PR #714, opened 2018-03-03
Bug Fix: Allow deferring file inclusion to tsconfig.json

fabioberger:
Currently you **must** specify a path to your typescript project at the end of the `typedoc` command. Many projects already define `include` in their `tsconfig.json` files, describing which files they wish included on TS compilation. Fixing this bug allows those configs to be used rather then specifying them again from the command-line.

Example `include` in `tsconfig.json` taken from [0x.js](https://github.com/0xProject/0x-monorepo/tree/development/packages/0x.js):

```
"include": [
        "./src/**/*",
        "./test/**/*",
        "../../node_modules/types-bn/index.d.ts",
        "../../node_modules/types-ethereumjs-util/index.d.ts",
        "../../node_modules/web3-typescript-typings/index.d.ts",
        "../../node_modules/chai-typescript-typings/index.d.ts",
        "../../node_modules/chai-as-promised-typescript-typings/index.d.ts"
    ]
```

I believe this is just a bug fix since the relevant conditional could never be `false` given that `files` is initialized to an empty array.


aciccarello:
Hello @fabioberger. I'm likely going to merge #610 which should fix this issue (see the change to [arguments.ts](https://github.com/TypeStrong/typedoc/pull/610/files#diff-87db7f7b6da1b1ed71d3ad841e6e33b8). Thanks for your work though. Feel free to create an issue or reach out on [gitter](https://gitter.im/TypeStrong/typedoc) so that we can make sure we aren't duplicating effort.

fabioberger:
Awesome, #610 should fix my issue as well. Np, hope to contribute more soon!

**WORK INSTRUCTIONS**
Your answer must be a single number: the count of lines in the records that hold the word "chai".

**TASK OUTPUT**
2